▸ What the task requires: Filter the entries down to the lines holding "obvious", then copy those lines.
*** Opening of Data for analysis ***
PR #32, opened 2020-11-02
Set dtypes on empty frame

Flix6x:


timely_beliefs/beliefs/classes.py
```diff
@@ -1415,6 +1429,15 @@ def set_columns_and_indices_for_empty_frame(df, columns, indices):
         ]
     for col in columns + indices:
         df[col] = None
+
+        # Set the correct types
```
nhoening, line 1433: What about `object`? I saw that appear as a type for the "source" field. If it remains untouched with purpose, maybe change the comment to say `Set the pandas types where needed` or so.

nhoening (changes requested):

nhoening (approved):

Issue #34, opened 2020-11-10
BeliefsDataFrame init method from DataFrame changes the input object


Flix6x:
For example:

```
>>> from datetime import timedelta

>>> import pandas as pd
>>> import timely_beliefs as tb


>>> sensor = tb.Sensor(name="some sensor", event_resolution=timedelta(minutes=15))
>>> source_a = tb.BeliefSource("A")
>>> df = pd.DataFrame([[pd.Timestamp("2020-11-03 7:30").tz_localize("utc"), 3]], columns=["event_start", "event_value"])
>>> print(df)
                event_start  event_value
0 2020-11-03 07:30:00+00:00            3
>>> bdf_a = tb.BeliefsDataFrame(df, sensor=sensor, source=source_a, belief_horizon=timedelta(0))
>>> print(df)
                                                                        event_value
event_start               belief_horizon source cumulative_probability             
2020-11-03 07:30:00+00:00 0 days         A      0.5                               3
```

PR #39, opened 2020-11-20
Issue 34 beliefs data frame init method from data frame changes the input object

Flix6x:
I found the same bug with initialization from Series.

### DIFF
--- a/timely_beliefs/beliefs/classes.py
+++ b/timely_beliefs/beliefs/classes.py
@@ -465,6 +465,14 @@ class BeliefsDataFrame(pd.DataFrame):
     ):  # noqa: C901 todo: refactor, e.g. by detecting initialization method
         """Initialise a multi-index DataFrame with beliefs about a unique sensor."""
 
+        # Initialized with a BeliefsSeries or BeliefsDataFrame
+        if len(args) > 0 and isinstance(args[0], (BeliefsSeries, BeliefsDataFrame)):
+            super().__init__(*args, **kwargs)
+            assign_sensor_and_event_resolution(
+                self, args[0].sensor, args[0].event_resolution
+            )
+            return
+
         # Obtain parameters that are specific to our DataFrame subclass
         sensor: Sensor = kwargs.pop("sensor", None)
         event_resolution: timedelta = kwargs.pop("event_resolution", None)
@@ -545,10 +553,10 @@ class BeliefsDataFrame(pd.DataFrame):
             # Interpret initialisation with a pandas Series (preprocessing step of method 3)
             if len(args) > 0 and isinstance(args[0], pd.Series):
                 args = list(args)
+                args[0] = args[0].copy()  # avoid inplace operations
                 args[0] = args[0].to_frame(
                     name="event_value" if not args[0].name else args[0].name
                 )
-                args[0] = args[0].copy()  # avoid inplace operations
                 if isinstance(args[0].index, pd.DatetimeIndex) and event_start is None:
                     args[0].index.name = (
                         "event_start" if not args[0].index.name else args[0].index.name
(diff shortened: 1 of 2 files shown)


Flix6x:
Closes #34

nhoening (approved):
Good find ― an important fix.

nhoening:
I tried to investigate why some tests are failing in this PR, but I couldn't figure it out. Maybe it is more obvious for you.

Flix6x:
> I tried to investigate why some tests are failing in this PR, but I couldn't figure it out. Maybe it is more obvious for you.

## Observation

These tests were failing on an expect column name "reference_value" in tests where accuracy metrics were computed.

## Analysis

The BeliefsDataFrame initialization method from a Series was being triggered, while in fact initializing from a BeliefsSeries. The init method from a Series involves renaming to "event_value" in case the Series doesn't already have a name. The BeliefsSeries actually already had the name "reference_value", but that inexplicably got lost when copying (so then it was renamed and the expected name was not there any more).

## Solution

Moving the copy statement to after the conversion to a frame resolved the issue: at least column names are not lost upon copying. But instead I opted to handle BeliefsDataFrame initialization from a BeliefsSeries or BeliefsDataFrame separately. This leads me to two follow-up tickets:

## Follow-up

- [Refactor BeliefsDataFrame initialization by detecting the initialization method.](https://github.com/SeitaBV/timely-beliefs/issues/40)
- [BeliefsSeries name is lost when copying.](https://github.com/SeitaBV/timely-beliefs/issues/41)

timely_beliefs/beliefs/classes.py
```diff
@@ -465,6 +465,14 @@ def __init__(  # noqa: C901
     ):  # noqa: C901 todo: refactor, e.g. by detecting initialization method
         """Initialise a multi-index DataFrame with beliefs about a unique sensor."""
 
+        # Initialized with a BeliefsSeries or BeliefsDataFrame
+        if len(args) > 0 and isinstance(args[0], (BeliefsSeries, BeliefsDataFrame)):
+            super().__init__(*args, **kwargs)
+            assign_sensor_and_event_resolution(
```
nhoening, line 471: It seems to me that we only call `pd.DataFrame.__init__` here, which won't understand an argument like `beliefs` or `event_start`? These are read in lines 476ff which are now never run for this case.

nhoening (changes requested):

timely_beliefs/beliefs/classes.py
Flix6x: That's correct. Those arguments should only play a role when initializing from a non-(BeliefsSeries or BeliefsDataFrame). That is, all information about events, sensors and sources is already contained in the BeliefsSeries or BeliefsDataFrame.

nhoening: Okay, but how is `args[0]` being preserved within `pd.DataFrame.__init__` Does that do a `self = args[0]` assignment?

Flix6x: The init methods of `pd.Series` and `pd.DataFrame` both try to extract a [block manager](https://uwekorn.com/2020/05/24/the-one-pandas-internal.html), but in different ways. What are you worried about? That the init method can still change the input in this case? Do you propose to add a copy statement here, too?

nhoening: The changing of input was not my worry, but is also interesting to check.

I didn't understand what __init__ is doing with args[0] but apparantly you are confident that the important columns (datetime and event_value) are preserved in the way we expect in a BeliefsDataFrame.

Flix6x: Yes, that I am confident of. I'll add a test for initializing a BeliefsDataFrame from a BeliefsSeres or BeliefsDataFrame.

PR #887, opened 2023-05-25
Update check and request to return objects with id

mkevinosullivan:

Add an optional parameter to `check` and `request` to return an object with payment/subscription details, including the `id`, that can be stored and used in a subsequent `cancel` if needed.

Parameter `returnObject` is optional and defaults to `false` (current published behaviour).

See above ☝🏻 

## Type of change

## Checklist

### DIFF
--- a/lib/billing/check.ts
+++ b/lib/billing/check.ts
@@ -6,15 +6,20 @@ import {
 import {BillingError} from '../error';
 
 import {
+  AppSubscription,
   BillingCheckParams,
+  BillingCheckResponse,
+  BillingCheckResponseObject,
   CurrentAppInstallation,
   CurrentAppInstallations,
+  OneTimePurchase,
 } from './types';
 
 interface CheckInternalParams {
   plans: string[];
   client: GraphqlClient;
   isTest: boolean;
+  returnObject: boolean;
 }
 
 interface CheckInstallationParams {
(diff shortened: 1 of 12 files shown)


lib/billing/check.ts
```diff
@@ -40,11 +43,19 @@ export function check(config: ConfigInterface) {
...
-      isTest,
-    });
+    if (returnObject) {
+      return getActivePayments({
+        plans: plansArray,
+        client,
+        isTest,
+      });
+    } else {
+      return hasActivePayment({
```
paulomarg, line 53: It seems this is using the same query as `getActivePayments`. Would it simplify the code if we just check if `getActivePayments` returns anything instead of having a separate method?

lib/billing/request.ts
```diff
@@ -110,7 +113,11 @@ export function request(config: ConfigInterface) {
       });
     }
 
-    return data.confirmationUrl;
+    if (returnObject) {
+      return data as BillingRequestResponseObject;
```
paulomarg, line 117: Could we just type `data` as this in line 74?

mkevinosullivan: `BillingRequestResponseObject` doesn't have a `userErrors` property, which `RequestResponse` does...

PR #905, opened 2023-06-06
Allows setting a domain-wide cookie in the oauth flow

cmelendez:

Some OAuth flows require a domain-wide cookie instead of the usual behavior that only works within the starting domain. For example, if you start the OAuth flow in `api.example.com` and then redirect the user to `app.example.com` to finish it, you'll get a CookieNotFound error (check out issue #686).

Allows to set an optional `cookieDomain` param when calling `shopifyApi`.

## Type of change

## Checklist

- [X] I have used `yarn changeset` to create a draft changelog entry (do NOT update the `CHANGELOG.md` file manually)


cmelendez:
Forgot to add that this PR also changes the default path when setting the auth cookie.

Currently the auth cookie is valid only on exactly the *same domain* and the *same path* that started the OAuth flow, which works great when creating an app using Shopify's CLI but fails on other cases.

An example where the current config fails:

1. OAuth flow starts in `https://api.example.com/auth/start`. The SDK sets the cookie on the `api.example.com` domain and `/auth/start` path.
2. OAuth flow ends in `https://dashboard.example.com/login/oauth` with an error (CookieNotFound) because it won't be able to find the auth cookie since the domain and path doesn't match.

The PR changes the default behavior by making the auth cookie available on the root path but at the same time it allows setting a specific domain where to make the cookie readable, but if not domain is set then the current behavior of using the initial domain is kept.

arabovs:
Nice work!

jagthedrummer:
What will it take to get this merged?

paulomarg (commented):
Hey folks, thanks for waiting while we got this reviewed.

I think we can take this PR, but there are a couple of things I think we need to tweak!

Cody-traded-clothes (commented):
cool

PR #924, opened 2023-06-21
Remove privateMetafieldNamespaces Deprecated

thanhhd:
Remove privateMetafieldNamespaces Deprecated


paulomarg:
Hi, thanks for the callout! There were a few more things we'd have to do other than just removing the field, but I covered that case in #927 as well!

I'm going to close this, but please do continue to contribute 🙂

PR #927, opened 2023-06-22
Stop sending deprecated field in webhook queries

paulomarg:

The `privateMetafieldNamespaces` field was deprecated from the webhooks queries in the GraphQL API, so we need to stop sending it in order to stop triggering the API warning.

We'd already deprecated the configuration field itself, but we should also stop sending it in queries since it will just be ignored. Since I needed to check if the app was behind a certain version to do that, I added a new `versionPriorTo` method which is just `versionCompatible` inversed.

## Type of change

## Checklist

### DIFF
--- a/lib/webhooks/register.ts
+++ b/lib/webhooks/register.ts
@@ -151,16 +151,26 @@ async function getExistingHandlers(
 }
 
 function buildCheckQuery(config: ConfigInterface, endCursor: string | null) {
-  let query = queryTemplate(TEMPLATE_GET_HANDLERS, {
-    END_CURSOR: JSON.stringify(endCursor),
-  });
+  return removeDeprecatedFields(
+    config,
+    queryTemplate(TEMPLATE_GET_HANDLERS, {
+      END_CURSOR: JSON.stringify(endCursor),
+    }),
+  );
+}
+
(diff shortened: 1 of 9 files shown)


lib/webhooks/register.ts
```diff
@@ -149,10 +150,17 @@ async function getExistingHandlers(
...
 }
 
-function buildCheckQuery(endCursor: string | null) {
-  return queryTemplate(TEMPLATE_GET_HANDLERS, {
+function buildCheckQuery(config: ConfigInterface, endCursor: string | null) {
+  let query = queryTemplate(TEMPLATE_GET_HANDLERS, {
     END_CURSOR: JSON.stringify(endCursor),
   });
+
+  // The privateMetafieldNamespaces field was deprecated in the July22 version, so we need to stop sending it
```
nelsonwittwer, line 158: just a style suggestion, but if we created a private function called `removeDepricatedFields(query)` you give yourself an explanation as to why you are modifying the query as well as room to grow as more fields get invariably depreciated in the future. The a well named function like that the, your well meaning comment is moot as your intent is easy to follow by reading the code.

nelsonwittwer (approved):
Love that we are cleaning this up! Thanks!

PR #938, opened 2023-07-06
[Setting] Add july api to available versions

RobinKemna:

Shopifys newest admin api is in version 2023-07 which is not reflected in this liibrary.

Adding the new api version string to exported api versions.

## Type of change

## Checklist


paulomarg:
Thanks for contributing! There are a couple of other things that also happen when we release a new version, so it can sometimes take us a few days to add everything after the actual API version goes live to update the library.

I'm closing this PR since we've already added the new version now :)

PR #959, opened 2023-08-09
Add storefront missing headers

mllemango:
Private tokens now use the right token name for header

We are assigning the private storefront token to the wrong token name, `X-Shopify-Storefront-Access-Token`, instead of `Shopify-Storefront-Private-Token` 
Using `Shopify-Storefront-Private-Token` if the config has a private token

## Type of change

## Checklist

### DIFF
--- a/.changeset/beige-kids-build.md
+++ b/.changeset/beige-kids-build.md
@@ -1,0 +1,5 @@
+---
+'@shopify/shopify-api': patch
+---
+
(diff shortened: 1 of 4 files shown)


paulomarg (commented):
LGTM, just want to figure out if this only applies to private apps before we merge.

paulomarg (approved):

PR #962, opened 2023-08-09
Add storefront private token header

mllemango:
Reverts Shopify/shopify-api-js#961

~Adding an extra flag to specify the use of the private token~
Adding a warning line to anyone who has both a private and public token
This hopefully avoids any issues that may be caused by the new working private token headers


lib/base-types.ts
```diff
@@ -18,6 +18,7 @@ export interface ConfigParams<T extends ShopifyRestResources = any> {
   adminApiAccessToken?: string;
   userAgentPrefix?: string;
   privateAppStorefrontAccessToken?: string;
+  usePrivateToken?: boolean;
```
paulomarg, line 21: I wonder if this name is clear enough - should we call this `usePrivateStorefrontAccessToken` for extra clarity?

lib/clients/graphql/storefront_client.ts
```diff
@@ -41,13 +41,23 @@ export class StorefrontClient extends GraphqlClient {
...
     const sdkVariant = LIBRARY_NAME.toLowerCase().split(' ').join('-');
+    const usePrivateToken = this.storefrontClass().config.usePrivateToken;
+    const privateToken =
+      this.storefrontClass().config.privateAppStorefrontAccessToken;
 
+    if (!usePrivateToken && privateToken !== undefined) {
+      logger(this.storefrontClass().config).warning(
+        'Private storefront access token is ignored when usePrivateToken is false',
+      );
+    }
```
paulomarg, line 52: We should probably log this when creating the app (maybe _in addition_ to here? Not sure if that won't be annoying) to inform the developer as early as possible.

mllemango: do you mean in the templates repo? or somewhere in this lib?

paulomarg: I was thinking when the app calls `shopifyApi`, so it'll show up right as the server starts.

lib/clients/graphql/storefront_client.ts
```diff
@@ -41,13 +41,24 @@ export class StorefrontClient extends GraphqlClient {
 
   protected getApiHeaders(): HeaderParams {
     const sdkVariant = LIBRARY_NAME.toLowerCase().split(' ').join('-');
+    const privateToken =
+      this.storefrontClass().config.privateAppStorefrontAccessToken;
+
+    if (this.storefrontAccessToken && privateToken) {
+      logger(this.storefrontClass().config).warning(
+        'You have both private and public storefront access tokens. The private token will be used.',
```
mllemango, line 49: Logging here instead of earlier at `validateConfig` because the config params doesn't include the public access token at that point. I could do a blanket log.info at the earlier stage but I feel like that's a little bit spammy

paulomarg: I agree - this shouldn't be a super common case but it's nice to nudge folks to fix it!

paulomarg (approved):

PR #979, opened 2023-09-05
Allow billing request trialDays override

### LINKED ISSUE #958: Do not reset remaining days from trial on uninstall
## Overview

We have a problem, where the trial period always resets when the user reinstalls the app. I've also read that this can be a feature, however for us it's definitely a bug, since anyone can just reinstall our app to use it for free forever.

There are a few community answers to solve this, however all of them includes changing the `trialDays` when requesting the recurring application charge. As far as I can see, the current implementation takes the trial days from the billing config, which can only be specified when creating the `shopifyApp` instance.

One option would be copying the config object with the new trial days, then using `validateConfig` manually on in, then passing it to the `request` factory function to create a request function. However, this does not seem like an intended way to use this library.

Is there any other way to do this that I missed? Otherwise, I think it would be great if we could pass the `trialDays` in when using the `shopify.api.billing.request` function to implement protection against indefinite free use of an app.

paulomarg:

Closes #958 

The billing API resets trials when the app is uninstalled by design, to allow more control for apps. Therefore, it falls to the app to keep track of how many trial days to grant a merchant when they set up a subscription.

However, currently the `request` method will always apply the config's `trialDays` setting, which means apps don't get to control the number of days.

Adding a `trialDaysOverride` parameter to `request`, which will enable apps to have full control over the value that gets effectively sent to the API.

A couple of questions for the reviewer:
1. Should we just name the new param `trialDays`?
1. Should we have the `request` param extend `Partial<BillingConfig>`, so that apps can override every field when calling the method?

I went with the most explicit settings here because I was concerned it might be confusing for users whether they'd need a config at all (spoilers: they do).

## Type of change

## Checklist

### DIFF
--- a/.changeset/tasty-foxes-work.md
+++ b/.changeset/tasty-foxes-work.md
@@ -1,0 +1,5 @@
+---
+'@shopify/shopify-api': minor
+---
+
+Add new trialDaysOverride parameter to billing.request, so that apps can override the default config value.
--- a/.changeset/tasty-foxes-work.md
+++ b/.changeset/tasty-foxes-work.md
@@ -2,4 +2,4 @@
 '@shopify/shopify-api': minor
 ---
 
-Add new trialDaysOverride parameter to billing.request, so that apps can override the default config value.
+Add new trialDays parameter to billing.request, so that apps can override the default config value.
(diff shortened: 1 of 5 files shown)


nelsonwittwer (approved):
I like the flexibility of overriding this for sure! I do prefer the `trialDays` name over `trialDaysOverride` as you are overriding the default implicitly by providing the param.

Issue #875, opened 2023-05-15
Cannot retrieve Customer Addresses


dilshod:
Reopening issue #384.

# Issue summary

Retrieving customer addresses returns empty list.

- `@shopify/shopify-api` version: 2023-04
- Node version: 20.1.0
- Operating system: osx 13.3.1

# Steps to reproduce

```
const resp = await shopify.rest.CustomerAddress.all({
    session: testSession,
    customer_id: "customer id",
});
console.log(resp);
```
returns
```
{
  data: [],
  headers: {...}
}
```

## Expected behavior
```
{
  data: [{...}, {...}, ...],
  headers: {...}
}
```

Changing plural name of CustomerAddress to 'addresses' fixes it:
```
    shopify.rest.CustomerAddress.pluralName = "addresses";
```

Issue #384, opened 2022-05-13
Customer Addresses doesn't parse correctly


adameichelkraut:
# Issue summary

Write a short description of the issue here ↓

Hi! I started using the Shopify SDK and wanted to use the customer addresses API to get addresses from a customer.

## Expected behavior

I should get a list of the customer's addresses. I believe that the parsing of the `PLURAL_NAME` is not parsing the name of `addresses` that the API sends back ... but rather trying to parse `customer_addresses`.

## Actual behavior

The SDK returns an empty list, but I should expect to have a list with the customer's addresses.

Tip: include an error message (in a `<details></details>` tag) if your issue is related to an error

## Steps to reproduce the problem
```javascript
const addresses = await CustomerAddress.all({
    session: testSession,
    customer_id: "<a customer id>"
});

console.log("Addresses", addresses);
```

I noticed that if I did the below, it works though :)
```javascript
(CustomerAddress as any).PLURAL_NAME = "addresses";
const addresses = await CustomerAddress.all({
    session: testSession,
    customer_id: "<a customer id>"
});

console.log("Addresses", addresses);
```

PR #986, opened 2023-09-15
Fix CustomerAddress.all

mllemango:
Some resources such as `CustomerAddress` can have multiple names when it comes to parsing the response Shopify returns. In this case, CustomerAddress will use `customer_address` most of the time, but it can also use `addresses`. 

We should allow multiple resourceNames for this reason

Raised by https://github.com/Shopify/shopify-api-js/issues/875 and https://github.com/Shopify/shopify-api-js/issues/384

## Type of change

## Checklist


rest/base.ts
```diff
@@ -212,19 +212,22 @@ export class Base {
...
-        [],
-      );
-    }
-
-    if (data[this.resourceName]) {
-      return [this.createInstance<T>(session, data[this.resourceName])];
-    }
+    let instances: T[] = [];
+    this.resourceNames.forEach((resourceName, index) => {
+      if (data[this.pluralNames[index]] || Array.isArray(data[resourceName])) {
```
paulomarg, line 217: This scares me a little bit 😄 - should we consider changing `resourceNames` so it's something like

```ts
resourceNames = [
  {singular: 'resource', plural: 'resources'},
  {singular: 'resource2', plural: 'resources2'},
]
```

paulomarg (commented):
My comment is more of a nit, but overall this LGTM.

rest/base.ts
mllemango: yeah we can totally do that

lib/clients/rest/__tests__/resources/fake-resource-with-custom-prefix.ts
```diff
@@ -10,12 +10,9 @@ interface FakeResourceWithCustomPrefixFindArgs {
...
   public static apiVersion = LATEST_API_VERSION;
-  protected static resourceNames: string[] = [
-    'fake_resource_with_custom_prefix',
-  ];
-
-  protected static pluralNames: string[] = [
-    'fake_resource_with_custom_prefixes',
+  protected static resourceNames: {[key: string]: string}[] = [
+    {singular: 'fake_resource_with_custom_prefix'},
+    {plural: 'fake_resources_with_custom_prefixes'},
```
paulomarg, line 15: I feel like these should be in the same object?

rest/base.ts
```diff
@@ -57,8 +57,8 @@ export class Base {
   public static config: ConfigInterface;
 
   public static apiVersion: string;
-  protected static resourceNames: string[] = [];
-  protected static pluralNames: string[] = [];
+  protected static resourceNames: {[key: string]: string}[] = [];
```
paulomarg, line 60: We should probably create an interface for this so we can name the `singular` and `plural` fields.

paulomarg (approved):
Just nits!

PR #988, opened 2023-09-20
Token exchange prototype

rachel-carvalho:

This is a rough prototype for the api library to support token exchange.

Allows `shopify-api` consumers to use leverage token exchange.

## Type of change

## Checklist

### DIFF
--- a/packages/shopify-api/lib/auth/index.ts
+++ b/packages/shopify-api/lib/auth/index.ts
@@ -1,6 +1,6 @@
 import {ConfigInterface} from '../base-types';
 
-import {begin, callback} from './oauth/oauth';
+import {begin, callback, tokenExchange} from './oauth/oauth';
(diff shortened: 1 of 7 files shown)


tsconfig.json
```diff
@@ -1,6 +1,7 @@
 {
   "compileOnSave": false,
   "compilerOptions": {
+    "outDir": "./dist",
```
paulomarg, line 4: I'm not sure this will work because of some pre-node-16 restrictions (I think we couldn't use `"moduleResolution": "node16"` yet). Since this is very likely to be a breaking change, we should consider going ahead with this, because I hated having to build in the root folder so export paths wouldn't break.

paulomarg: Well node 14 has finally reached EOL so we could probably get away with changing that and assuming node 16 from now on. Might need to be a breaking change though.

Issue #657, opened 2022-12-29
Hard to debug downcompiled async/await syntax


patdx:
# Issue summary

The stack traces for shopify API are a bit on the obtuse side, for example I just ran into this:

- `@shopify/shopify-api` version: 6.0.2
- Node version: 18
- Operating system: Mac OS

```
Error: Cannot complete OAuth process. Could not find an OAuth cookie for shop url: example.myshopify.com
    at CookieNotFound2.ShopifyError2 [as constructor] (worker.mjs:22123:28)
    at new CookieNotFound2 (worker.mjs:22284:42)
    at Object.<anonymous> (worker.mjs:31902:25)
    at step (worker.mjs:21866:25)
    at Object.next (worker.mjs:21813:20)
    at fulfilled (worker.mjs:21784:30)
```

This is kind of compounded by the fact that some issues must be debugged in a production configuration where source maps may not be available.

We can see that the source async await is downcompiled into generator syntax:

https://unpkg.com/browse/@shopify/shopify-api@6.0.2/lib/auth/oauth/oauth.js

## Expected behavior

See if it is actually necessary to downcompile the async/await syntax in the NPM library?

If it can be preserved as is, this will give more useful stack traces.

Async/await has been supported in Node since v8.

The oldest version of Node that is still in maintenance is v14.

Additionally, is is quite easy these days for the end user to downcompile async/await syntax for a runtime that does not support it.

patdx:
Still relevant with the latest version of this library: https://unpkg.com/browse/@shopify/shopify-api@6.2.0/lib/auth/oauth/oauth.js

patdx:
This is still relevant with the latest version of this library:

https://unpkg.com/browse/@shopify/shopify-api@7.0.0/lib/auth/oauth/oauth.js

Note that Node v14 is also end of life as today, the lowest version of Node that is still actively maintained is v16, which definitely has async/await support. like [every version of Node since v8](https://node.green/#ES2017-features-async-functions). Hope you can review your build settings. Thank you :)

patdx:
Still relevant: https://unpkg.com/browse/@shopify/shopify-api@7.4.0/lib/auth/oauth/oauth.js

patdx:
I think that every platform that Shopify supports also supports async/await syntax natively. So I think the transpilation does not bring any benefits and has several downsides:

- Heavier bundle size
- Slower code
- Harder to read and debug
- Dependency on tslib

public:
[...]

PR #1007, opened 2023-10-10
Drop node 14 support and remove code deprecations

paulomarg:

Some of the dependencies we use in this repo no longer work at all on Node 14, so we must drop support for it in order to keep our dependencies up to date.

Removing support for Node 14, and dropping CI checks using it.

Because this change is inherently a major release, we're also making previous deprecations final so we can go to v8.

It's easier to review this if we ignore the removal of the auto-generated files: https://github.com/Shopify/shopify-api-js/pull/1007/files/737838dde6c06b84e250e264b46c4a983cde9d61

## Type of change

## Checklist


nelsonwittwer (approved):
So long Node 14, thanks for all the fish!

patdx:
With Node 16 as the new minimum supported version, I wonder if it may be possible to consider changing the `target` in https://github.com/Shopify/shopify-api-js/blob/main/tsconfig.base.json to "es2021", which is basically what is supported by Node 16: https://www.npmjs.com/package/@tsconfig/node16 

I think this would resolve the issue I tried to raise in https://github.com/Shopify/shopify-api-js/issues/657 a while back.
*** Close of Data for analysis ***
▸ Expected answer:
I tried to investigate why some tests are failing in this PR, but I couldn't figure it out. Maybe it is more obvious for you.
> I tried to investigate why some tests are failing in this PR, but I couldn't figure it out. Maybe it is more obvious for you.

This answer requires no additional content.